- Instructions for the task
The answer must consist of every line in the records below that contains the string "between".

START Extracted material

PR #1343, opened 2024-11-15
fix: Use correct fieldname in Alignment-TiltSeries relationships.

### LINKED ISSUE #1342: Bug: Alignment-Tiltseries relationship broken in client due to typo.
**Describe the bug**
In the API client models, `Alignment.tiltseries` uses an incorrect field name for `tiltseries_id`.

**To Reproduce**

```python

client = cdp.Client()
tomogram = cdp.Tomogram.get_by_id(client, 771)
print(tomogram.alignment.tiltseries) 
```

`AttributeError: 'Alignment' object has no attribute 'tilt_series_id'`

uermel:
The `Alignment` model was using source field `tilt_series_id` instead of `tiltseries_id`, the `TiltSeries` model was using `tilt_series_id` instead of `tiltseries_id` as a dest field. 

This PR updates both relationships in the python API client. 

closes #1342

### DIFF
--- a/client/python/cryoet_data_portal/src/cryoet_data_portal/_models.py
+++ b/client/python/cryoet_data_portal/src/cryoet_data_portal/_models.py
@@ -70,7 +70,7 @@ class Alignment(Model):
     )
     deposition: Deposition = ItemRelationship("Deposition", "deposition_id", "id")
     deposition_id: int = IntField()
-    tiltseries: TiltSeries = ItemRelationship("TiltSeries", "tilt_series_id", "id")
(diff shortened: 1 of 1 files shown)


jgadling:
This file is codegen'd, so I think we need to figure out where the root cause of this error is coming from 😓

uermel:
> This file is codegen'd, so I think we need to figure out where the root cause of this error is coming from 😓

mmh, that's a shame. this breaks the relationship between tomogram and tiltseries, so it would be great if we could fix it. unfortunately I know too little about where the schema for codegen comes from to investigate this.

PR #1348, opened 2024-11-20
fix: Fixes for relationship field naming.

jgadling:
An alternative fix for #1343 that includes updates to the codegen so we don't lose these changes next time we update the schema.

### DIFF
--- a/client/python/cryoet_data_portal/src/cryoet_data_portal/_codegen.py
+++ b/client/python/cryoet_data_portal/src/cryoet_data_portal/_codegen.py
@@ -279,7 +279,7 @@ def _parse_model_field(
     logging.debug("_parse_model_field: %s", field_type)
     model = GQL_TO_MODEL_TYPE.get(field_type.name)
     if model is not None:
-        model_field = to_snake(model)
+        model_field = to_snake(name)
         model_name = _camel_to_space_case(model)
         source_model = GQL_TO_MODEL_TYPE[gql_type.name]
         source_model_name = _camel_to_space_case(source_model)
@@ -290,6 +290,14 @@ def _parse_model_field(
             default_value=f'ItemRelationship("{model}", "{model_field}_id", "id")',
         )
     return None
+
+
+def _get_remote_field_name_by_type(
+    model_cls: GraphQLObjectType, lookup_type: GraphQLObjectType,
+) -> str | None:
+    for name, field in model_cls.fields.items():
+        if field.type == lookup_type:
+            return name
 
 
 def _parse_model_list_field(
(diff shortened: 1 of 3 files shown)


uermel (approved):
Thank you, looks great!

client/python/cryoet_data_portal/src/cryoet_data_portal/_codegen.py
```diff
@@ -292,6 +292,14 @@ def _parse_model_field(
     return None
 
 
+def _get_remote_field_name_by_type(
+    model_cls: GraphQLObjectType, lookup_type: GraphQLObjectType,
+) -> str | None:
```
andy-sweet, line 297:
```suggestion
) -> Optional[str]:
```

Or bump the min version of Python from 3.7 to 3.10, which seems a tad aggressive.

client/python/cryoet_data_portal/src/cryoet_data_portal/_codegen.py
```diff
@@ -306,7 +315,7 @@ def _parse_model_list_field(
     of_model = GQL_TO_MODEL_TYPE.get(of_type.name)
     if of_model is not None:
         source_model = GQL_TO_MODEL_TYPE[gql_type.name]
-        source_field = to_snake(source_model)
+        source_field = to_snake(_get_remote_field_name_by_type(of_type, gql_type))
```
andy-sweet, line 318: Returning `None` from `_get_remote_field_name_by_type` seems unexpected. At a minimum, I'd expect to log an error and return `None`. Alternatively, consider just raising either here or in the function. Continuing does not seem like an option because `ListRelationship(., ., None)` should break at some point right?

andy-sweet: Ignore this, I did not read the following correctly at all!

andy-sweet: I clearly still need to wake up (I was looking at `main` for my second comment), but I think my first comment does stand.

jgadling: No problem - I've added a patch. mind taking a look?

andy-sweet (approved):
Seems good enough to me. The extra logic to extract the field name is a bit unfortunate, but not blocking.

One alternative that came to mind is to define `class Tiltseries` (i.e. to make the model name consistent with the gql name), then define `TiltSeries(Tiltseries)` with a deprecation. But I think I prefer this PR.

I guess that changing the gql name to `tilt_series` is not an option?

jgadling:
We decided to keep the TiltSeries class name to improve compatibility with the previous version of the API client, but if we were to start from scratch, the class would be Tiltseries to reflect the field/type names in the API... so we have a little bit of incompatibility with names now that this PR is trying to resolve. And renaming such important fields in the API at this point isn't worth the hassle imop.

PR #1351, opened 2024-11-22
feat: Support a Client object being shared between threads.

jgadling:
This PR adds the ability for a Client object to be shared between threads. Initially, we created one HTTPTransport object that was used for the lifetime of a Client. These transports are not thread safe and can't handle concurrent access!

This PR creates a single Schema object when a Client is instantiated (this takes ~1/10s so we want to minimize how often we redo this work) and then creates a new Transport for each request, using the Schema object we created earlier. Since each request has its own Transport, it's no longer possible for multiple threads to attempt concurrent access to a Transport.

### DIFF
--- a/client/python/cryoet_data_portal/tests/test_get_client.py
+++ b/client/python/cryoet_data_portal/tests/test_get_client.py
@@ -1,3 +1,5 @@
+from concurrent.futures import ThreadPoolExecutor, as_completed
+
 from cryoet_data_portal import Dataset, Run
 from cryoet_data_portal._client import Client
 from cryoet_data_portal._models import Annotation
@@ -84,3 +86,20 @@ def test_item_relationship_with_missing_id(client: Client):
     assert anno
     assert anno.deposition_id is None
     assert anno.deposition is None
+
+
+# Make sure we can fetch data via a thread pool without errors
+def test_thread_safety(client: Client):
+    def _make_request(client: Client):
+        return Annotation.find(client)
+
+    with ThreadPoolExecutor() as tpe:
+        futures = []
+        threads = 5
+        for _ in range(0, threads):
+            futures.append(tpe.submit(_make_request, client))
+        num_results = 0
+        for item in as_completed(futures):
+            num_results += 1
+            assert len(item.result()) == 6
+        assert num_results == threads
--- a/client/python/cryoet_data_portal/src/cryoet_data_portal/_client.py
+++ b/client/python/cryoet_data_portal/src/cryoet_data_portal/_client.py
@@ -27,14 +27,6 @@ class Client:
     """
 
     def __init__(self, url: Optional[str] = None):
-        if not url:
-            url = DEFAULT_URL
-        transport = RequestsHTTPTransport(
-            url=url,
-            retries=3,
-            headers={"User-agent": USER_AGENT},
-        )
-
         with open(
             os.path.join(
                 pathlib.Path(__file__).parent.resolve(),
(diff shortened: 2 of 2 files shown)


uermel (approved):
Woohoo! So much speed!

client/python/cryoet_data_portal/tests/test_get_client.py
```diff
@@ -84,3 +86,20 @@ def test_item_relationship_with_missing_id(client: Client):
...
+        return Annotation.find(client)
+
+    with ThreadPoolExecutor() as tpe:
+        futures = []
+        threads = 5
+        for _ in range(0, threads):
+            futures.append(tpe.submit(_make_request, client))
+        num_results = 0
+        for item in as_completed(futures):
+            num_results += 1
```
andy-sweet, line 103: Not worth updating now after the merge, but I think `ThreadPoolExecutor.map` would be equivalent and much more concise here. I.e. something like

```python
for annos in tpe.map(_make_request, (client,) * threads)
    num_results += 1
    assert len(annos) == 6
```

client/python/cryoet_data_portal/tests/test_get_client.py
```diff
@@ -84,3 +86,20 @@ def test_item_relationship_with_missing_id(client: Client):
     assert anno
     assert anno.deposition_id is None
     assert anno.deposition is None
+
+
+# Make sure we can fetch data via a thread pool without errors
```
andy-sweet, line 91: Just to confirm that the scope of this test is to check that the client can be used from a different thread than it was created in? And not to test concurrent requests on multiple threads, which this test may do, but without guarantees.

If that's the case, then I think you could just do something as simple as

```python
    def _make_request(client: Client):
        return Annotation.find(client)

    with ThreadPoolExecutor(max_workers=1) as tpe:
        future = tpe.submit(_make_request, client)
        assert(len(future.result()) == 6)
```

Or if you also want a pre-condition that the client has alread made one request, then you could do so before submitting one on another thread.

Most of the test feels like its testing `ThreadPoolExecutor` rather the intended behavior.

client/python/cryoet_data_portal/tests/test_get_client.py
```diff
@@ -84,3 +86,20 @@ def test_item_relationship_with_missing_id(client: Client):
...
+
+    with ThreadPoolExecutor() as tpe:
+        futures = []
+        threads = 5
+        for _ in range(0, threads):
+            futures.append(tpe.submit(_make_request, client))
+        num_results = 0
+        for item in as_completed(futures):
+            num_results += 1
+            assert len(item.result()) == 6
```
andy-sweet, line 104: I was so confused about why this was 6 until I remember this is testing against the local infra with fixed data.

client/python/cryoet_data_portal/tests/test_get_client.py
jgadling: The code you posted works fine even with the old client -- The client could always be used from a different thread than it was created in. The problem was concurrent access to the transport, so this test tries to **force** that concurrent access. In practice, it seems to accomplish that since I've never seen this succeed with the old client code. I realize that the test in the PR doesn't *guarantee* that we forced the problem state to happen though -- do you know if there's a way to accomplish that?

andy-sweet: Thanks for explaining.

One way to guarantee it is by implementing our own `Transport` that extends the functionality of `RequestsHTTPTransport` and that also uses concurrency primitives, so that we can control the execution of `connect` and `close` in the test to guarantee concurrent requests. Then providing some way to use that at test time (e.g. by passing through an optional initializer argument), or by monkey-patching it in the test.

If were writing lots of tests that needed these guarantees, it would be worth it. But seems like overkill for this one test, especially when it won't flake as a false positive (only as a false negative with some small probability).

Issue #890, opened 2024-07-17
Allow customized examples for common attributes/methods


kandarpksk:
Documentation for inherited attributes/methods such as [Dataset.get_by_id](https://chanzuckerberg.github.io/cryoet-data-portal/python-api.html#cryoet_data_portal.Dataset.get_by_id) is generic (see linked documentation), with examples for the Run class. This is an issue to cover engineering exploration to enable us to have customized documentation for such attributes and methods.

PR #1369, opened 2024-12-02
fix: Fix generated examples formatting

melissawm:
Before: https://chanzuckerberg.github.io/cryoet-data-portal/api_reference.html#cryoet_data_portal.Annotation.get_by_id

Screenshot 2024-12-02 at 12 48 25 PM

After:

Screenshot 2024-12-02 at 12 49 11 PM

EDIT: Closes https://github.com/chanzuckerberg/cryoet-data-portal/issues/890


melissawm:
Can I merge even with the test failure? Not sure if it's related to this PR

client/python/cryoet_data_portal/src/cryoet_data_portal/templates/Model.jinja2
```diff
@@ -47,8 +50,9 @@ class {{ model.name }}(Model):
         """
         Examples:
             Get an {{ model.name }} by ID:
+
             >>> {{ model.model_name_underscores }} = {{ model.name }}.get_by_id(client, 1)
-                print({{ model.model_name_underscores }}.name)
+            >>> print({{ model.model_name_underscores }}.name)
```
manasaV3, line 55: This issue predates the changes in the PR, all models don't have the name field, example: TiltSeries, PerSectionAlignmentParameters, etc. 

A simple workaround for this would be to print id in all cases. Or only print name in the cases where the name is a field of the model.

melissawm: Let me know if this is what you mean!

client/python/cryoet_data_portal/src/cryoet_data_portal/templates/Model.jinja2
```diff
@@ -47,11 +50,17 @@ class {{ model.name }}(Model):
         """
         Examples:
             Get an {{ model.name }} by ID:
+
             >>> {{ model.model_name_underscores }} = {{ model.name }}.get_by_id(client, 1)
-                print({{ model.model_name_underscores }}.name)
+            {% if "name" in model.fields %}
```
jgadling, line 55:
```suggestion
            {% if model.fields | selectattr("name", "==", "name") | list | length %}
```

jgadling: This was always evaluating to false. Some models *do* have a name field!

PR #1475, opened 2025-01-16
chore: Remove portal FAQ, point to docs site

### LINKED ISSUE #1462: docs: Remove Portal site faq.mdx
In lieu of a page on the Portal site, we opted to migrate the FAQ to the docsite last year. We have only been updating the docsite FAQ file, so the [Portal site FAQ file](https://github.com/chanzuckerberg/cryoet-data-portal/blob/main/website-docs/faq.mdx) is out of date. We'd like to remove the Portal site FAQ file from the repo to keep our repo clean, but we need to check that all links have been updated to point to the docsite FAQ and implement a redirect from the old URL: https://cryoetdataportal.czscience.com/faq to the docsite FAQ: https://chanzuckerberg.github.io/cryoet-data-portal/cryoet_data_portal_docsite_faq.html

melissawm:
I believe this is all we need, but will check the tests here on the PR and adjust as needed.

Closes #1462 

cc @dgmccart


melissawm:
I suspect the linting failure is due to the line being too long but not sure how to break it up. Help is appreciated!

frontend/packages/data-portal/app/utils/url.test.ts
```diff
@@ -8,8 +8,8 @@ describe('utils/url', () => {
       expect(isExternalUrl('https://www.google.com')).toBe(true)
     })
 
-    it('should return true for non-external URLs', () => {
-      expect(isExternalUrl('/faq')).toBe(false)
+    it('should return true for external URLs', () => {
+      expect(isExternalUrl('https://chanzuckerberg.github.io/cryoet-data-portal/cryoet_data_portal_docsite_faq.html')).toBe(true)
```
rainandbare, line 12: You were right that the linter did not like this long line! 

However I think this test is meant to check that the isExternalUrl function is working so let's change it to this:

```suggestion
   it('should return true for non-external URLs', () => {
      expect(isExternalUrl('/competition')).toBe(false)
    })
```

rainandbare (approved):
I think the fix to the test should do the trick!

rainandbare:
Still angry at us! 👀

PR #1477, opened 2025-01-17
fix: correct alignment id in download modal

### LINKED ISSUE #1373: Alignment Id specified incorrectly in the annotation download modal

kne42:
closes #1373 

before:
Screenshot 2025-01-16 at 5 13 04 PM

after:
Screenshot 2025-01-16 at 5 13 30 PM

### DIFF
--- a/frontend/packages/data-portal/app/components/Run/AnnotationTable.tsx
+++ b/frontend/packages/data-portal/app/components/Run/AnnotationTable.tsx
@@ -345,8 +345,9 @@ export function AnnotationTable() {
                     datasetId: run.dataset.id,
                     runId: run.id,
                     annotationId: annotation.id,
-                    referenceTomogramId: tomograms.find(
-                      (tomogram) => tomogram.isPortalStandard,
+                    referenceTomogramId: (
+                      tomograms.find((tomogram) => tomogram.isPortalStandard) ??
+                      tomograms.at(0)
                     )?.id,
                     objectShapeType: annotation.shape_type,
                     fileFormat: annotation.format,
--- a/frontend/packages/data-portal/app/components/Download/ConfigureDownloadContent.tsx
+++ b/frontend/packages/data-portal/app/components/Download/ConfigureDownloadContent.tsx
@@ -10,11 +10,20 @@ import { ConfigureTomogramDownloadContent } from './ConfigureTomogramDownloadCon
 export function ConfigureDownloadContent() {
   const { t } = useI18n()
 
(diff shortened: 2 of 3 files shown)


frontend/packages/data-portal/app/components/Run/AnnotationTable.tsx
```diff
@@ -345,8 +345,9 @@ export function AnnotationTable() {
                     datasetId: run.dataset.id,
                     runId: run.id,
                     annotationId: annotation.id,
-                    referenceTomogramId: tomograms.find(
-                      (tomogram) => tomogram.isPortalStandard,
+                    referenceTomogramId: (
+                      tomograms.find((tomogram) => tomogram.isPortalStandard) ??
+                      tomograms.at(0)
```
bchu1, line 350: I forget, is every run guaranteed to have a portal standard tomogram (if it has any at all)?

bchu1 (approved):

END Extracted material

- Answer to this problem
mmh, that's a shame. this breaks the relationship between tomogram and tiltseries, so it would be great if we could fix it. unfortunately I know too little about where the schema for codegen comes from to investigate this.
feat: Support a Client object being shared between threads.
This PR adds the ability for a Client object to be shared between threads. Initially, we created one HTTPTransport object that was used for the lifetime of a Client. These transports are not thread safe and can't handle concurrent access!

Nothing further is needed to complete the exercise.